WHAT IS EXPECTED: Across the entries below, tally every line that holds the string "loader" and reply with the number only.
===
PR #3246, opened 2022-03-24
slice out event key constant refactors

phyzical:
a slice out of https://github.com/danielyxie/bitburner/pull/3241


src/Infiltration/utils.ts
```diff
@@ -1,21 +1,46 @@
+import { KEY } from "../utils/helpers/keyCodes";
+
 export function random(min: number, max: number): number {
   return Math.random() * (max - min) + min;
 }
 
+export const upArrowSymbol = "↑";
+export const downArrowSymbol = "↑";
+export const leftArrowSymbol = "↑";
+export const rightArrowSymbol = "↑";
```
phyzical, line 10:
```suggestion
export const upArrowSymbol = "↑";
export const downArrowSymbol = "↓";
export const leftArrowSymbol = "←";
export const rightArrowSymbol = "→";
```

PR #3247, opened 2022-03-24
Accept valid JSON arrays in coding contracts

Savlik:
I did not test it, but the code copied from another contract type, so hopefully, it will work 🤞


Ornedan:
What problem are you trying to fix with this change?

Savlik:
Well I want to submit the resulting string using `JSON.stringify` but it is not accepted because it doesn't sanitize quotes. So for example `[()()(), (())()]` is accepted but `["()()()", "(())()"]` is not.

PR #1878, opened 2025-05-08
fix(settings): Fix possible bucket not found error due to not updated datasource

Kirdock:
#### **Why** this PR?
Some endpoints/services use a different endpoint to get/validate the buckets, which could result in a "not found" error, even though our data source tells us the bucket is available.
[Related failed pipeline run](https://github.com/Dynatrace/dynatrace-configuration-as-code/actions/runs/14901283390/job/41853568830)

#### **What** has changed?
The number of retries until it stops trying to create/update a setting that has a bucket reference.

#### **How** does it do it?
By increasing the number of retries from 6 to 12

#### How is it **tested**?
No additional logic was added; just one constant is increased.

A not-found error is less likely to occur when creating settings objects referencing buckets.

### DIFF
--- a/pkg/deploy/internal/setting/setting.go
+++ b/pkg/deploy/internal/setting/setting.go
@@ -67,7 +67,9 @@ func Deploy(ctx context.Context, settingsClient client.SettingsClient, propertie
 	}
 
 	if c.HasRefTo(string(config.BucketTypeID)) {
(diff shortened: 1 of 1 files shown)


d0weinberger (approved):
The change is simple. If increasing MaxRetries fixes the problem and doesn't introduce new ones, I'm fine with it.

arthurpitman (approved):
===
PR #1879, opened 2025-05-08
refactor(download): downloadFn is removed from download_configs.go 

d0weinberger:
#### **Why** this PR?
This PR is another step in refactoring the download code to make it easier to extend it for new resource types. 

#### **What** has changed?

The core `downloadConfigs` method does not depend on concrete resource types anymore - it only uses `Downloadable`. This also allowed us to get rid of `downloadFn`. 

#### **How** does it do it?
===
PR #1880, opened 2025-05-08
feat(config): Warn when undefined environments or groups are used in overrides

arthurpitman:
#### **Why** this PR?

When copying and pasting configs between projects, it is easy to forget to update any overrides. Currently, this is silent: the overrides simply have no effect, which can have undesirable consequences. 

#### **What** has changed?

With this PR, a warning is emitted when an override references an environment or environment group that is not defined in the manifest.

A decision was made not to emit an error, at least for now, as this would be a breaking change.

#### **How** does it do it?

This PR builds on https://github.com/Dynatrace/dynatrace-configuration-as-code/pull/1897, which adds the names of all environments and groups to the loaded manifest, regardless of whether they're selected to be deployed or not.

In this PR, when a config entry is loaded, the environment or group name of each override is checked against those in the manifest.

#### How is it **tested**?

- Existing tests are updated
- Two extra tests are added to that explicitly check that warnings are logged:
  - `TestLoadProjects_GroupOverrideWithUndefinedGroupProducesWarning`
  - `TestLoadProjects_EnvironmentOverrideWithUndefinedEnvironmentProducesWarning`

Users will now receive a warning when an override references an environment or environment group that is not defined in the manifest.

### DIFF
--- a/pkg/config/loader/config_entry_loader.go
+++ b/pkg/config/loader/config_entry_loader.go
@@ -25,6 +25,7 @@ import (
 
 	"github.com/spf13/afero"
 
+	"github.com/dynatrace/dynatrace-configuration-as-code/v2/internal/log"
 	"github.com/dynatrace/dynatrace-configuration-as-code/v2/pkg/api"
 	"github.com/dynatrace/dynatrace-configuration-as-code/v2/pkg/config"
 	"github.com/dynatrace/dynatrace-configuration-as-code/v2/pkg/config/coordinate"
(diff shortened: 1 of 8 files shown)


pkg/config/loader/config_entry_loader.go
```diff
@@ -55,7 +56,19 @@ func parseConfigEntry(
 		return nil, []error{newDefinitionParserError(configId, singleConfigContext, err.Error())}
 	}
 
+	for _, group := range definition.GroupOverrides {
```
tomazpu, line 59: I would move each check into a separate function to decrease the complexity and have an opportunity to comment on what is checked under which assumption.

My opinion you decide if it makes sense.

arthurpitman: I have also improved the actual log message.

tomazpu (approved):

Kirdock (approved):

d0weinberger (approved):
===
RESPONSE BOX: 3